All errors share a single envelope:

{
  "error": {
    "code":    "insufficient_credits",
    "message": "Your account has 0 credits. This job needs 2.",
    "details": { "required": 2, "available": 0, "top_up_url": "…" }
  }
}

HTTP	Code	When
400	`validation_error`	Invalid field, bad body, wrong file extension
400	`track_too_long`	Audio exceeds 10 minutes
401	`unauthorized`	Missing, unknown, expired, or revoked PAT
402	`insufficient_credits`	Balance below `credits_quoted`. Check `details.top_up_url`
403	`forbidden`	PAT lacks required scope, or account suspended
404	`not_found`	Job doesn't exist or belongs to another user (deliberately ambiguous)
409	`validation_error`	Operation invalid for current job status (e.g. export a pending job)
410	`gone`	Export removed by retention policy (after 7 days)
413	`validation_error`	Upload exceeds 100 MB
429	`rate_limited`	Too many concurrent jobs (2 per user, 3 per IP)
500	`internal_error`	Unexpected server-side failure

Limits & versioning

Limit	Value
Max file size	100 MB · files > 25 MB are re-encoded server-side before cloud processing (see below)
Max audio duration	10 minutes (600 s)
Concurrent jobs per user	2
Concurrent jobs per IP	3
Export retention	7 days — after that `410 Gone`

Versioning policy

The /api/v1/* namespace is contract-stable.

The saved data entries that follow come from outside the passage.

PR #112, opened 2026-08-10
SCS-037 the caught-up hour, and F154 the UsedPlus wear retirement

TheCodingDad-TisonK:
> **THIS PR CARRIES TWO ITEMS.** `development` is the trunk, so F154 landed on top of SCS-037 and joined this PR after it was opened and approved. Retitled and rebodied rather than left describing half its contents, per the hazard Fred reported on 2026-08-09. **Sasha's first approval covered `c890007` only and she has re-reviewed for `adeccbb`.**
>
> - `c890007` **SCS-037**, the caught-up hour
> - `adeccbb` **F154**, retire the UsedPlus wear bridge

---

# 1. SCS-037 — the caught-up hour

**The hourly tick is an EDGE DETECTOR.** It fires once when the hour key changes, however many hours the key jumped. A player sleeping three days got **ONE hour** of evaporation, rain, irrigation and stress; the other 71 were discarded on the line that computed the key. That is `F159`.

The delta the detector already holds is now read **before** the key is advanced and carried as a parameter to `onHourlyTick`.

## What multiplies, and what deliberately does not

| Consumer | Quantity |
|---|---|
| `SoilMoistureSystem:hourlyUpdate` | evaporation, rain gain, irrigation gain (seam already opened by SCS-039) |
| `CropStressModifier:hourlyUpdate` | stress accrual |
| `FinanceIntegration:chargeHourlyCosts` | irrigation running cost |

**The daily drainage settle is UNTOUCHED.** It rides its own day accrual and already honours `boundariesCrossed`; the one-clock rule says a quantity is charged by exactly one clock.

**The money now shares the water's clock, and that is not a side effect.** The moisture path already scaled irrigation *gain* by the elapsed count, so leaving the charge at one hour was handing a player 72 hours of free pumping.

## The cap, and the three ways a span is refused

`MAX_CATCHUP_HOURS = 168`, one in-game week. A ceiling rather than a tuning number: a week of unattended weather is already a total answer for a field, and an uncapped delta turns a corrupt or first-ever key into an unbounded simulation step.

`elapsedHoursFrom` returns **exactly 1** for the first tick ever (`lastHourKey` seeds to `-1`, so without this guard a fresh save would open with a full capped catch-up of weather it never had), for a key that did not advance, and for a key that moved backwards. **Every parameter defaults to 1, arithmetically identical to what shipped.**

## Round 2 ships INERT, and the reason is the contract rather than the feature

The brief reconstructs the rain switch per skipped day from SoilFertilizer's Water Record (SF-49). **`MaterialWetness:waterDaysInLast` exists and works but is not published** — the only path is `soilFertilityManager.soilSystem.materialWetness`, three internal field names deep, which is exactly the coupling SoilFertilizer's own delegate rule forbids.

So `getSkipRainHours` **probes for a manager-level delegate and answers nil until one exists**, which is round-1 behaviour exactly and the brief's own stated fallback. **The ask is one method:** `SoilFertilityManager:getWaterDaysInLast(days, throughDay)` returning `(count, known)`, nil-safe, neutral when the record is absent or the `ground_material` gate is closed.

---

# 2. F154 — retire the UsedPlus wear bridge

**The bridge read equipment condition out of UsedPlus DNA to scale irrigation flow, and it never returned anything.** DNA tracks vehicles; irrigation systems are placeables and never have an entry, so the read was always `0.0` and `wearFactor = 1.0 - wearLevel * 0.3` was a permanent multiply by one. **Today by accident, after this by design.**

The bridge itself was correctly built — runtime-detected, read-only, neutral when absent. **That is exactly why nobody noticed: not-needed and not-working are indistinguishable from outside a defensive fallback.**

**Removed:** `FinanceIntegration`'s `getUPAPI` resolver, `usedPlusActive`, the wear call inside the charge loop, `getEquipmentWearLevel` and `enableUsedPlusMode`; `IrrigationManager`'s `wearLevel` field, `wearFactor` at **both** rate sites, and `updateSystemWearLevel`; the FinanceIntegration arm of the detection in `CropStressManager`.

**NO RATE MOVES.** That is invariant 1 and the acceptance test. The bench pins each rate against the **pre-removal expression written out in its old shape** with `wearLevel` at its provable `0`, rather than against the new code.

`updateSystemWearLevel` is **deleted rather than kept** as a public setter for a future wear source: its only caller was this bridge, so keeping it would have made it a built-and-uncalled mechanism the moment the bridge went. **Nothing is repointed at AdvancedDamageSystem** — that is a new bridge with its own design pass, and repointing a dead probe at a live mod without one is how a fallback chain becomes load-bearing with nobody deciding.

## One deliberate deviation from the fix doc

**The doc names `FinanceIntegration` as the detection site's only consumer. It is not.** `UsedEquipmentMarketplace` is a second one, and the doc does not otherwise scope it. Retiring a whole listings feature is a wider decision than retiring a dead wear probe, **so the detection survives with the marketplace arm only, commented with why, and the marketplace's fate is reported rather than taken here.** `csStatus` now reports the marketplace's flag, which is UsedPlus's only remaining consumer in this mod.

This means **verification checklist item 3 (zero UsedPlus hits mod-wide) is deliberately not satisfied.** Items 1, 2, 4 and 5 are.

**README corrected:** that row claimed irrigation costs were tracked in the UsedPlus finance manager and that wear degraded pump output. Neither was ever true — costs have always gone through vanilla `addMoney`. `modDesc.xml` already only claimed the marketplace and needed no change.

---

# Bench

**381/0 across 14 files**, 56 new assertions (42 for SCS-037, 14 for F154). Every default and every rate is pinned against a hand-computed pre-change value rather than against itself.

# Owed before release

**The SCS-037 skip test.** Sleep or fast-forward ~72 hours on a save with a dry field and an active pivot, then `csStatus`: moisture drop, stress and money should each be about 72× a single hour, and the debug log now prints `Hourly tick complete (72h)`.

**F154 needs no in-game pass beyond that** — its acceptance is that nothing changed, and the bench measures it. Ships LOCKED at merge for SCS-037; F154 rides no locked system.

### DIFF
--- a/src/CropStressManager.lua
+++ b/src/CropStressManager.lua
@@ -109,6 +109,38 @@ CropStressManager.RWE_STRESS_MULTIPLIERS = {
     seed_growth_bonus   = 0.85,
 }
 
+-- SCS-037 THE CAUGHT-UP HOUR.
+-- The hourly tick is an EDGE DETECTOR: it fires once when the hour key changes,
+-- however many hours the key jumped. A player sleeping three days used to get ONE
+-- hour of evaporation, rain and irrigation, and the other 71 were discarded on the
+-- line that computed the key. The count is now carried as a parameter and every
+-- PER-HOUR term multiplies by it.
+--
+-- THE CAP is a deliberate ceiling on a single catch-up, not a tuning number: a
+-- week of unattended weather is already a total answer for a field, and an
+-- uncapped delta turns a corrupt or first-ever key into an unbounded simulation
+-- step. One in-game week.
+CropStressManager.MAX_CATCHUP_HOURS = 168
+
+--- Hours elapsed between two hour keys, as the hourly path should charge them.
+--- Pure and static so the bench can drive it without a mission.
+--- Returns 1 (today's behaviour exactly) for the first tick, for a key that did
+--- not advance, and for any key that moved backwards.
+---@param lastKey number|nil  the previously seen key, or -1/nil before the first
+---@param hourKey number      the key just observed
+---@return number hours       1 .. MAX_CATCHUP_HOURS
+function CropStressManager.elapsedHoursFrom(lastKey, hourKey)
+    local last = tonumber(lastKey)
+    local now  = tonumber(hourKey)
+    if last == nil or now == nil or last < 0 then return 1 end
+    local delta = now - last
+    if delta < 1 then return 1 end
+    if delta > CropStressManager.MAX_CATCHUP_HOURS then
+        return CropStressManager.MAX_CATCHUP_HOURS
+    end
+    return math.floor(delta)
+end
+
 
 function CropStressManager.new()
     local self = setmetatable({}, CropStressManager)
@@ -472,8 +504,11 @@ function CropStressManager:update(dt)
     local hourKey = day * 24 + hour
 
     if hourKey ~= self.lastHourKey then
+        -- SCS-037: the delta this detector already holds is the elapsed count.
+        -- Read it BEFORE the key is advanced, or it is gone.
+        local elapsedHours = CropStressManager.elapsedHoursFrom(self.lastHourKey, hourKey)
         self.lastHourKey = hourKey
-        self:onHourlyTick()
+        self:onHourlyTick(elapsedHours)
     end
 
     -- HUD frame update (handles auto-show, input response)
@@ -485,9 +520,24 @@ function CropStressManager:update(dt)
     end
 end
 
-function CropStressManager:onHourlyTick()
+--- SCS-037: `elapsedHours` is how many in-game hours this one tick stands for.
+--- It defaults to 1, which is arithmetically identical to what shipped, so every
+--- caller that does not care (the console heat simulator, any future direct call)
+--- keeps exactly today's behaviour.
+---
+--- WHAT MULTIPLIES AND WHAT DOES NOT. The three PER-HOUR consumers multiply:
+--- evaporation/rain/irrigation gain (SoilMoistureSystem), stress accrual
+--- (CropStressModifier) and irrigation running cost (FinanceIntegration).
+--- The DAILY DRAINAGE SETTLE DOES NOT: it rides its own day accrual and already
+--- honours `boundariesCrossed`, and the one-clock rule says a quantity is charged
+--- by exactly one clock. Weather is polled once and held: temperature and humidity
+--- are last-known sky across the whole span, which is the stated approximation.
+---@param elapsedHours number|nil  hours this tick covers (default 1)
+function CropStressManager:onHourlyTick(elapsedHours)
     -- Respect the player's master on/off toggle
     if not self.settings.enabled then return end
+
+    local hours = math.max(1, math.floor(tonumber(elapsedHours) or 1))
 
     -- Rebuild field map once per in-game day so newly bought/sold fields are tracked
     local env = g_currentMission and g_currentMission.environment
@@ -520,7 +570,10 @@ function CropStressManager:onHourlyTick()
         end
 
         -- 2c. Advance soil moisture simulation
-        self.soilSystem:hourlyUpdate(self.weatherIntegration)
+        -- SCS-037 round 2: when SoilFertilizer's Water Record is reachable, the
+        -- rain switch is reconstructed per skipped day rather than held at the
+        -- last-known sky. nil (the case today) means round-1 behaviour exactly.
+        self.soilSystem:hourlyUpdate(self.weatherIntegration, hours, self:getSkipRainHours(hours))
 
         -- 3. Apply RWE world-event stress multiplier (no-op when RWE not loaded)
         if self.rweManager then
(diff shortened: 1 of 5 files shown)


sasha-rf (approved):
Approved. Read the whole diff plus the two files it reaches into, and ran the suite: 367/0 across 13 files.

**The thing I checked hardest, because it is the claim the whole change rests on: is a normal hour really unchanged?** It is, and the bench earns that rather than asserting it. `soil.oneHourUnchanged` computes the expected value from `BASE_EVAP_RATE` and the loam params by hand and compares against the system, instead of comparing the system to itself with a different argument. That is the difference between a regression test and a tautology, and I have seen the tautology version pass on genuinely broken code.

**The water and money clock split is the real find here and it was already live.** SCS-039 multiplied irrigation gain by the span and left the charge at one hour, so since that merged a player sleeping three days with a pivot running has been getting 72 hours of water for one hour of money. Nobody filed it. It only appears if you go looking for the brief's third consumer, which is exactly what happened.

**Two observations. Neither blocks, both belong on the record.**

**1. SCS-037 WIDENS AN EXISTING ASYMMETRY ON THE TIME-GUARD-ABSENT PATH, and I want it written down before somebody rediscovers it as a bug report.** `SoilMoistureSystem:checkDayFallback` hardcodes `settleDaily(1)` regardless of how many days were crossed (`SoilMoistureSystem.lua:1073`), and its own comment says it accepts that limitation. That was survivable when evaporation also only ever charged one hour. After this change, a 72 hour skip WITHOUT Time Guard runs 72 hours of evaporation against ONE day of drainage redistribution. The drainage half is untouched by design and the brief's one-clock rule says so, so this is correct as merged. It is just that the gap between the two paths is now three times wider than the diff makes it look, and a player without Time Guard is the one standing in it. Worth a finding id.

**2. `known == 0` returning nil rather than zero is the right call and I want to say so out loud.** Zero rain hours is a claim that it was dry. Nil is an admission that we do not know, and only nil falls back to the honest approximation. A less careful version of this function would have returned zero and quietly stopped rain existing across every skip on any save where the record had not warmed up yet. The bench pins it (`round2.unknownIsNilNotZero`).

**On round 2 shipping inert: correct, and the reason is the one I would have raised anyway.** `waterDaysInLast` is reachable only through `soilFertilityManager.soilSystem.materialWetness`, which is three internal field names of another mod. That is the exact coupling I flagged on SF-52's getters last week and that SoilFertilizer rewrote as manager delegates to close. Probing for the delegate and answering nil until it exists is the same shape as the moisture band, and the bench guards it four ways including a throwing delegate. Building it the reachable way would have been faster and would have handed us a break on somebody else's rename.

**Nil safety and defaults checked in every direction.** `elapsedHoursFrom` refuses the first tick (`lastHourKey` seeds to `-1`), a key that did not move, and a key that moved backwards. `tonumber` guards a garbage span in all three consumers. `operationalCostPerHour` gained an `or 0`. The console heat simulator calls the one argument form and is untouched.

Sasha does not merge. #112 is Tyson's to land, and the in game skip test is still owed before the release gate opens.

sasha-rf:
﻿@TheCodingDad-TisonK verified and approved, ready to merge.

sasha-rf (approved):
Re-approving for `adeccbb`. My first approval covered `c890007` only and this PR has since gained a second item, so that approval was covering code it never saw. Same reason #808 was re-approved last week.

**F154 read in full, plus the fix doc it is built from. The suite is 381/0 across 14 files.**

**The acceptance test here is that nothing happens, which is the hardest kind to write honestly, and the bench gets it right.** `f154_usedplus_wear_retirement_test.lua` does not compare the new code to itself. It writes out the OLD expression, `flow * pressure * (1.0 - wearLevel * 0.3)`, with `wearLevel` at the value it was provably always pinned to, and compares the shipped rate against that. A test that had asserted `rate == flow * pressure` would have passed just as green while proving nothing about what players had before.

**Both rate sites moved together and I checked that specifically rather than trusting the message.** `activateSystem` and `applyOneTimeIrrigation` computed the same expression in two places, and a one-site fold is the defect class this project measures most. Zero hits on `wearFactor` and zero on `wearLevel` across the whole mod.

**Deleting `updateSystemWearLevel` instead of keeping it as a public setter is the right call and it is the one I would have argued for.** Its only caller was the bridge. Keeping it would have produced a built-and-uncalled mechanism in the same commit that removed one, which is the exact shape this suite already carries too many of.

**On the deviation, and I want to be clear that I agree with it.** The fix doc's invariant 3 says the detection goes with the consumers, and names FinanceIntegration as the only consumer. It is not one: `UsedEquipmentMarketplace` also arms off that site. The choice was between silently killing a 150 line listings feature that no doc scoped, or leaving the detection alive for its one real remaining consumer and saying so. **Leaving it and reporting it is correct.** A dead probe with no consumer is the thing invariant 3 forbids, and this one still has a consumer. The comment at the site explains it, so the next reader does not have to rediscover the gap.

**What I want on the record as a consequence:** checklist item 3, zero UsedPlus hits mod wide, is now deliberately unmet and will stay unmet until somebody rules on the marketplace. That is a decision with a name on it rather than an oversight, but it should not sit unowned. Given Tyson's finding that UsedPlus is no longer maintained, a listings feature that can only ever register with a frozen mod is worth a design answer soon.

**The README correction matters more than its size.** That row promised players two things, that irrigation costs were tracked in the UsedPlus finance manager and that wear degraded pump output. Neither was ever true, and the code's own comment said costs go through vanilla `addMoney`. We were shipping a false claim before this commit, not because of it.

**No behaviour change found anywhere I looked.** The charge loop dropped its unused `id` binding and still charges the same money, and SCS-037's span multiply survives it intact.

Sasha does not merge. #112 is Tyson's to land, and the skip test is still owed.

sasha-rf:
﻿@TheCodingDad-TisonK verified and approved, ready to merge.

Breaking changes move to /api/v2/. Additive changes (new fields, optional params) can land in v1 without notice.

A v1 endpoint will be supported for at least 6 months after v2 is announced.

Credits

1 credit = 1 transcription, regardless of duration (within limits). Check your balance with GET /api/v1/me. The API never accepts payment — point users at top_up_url.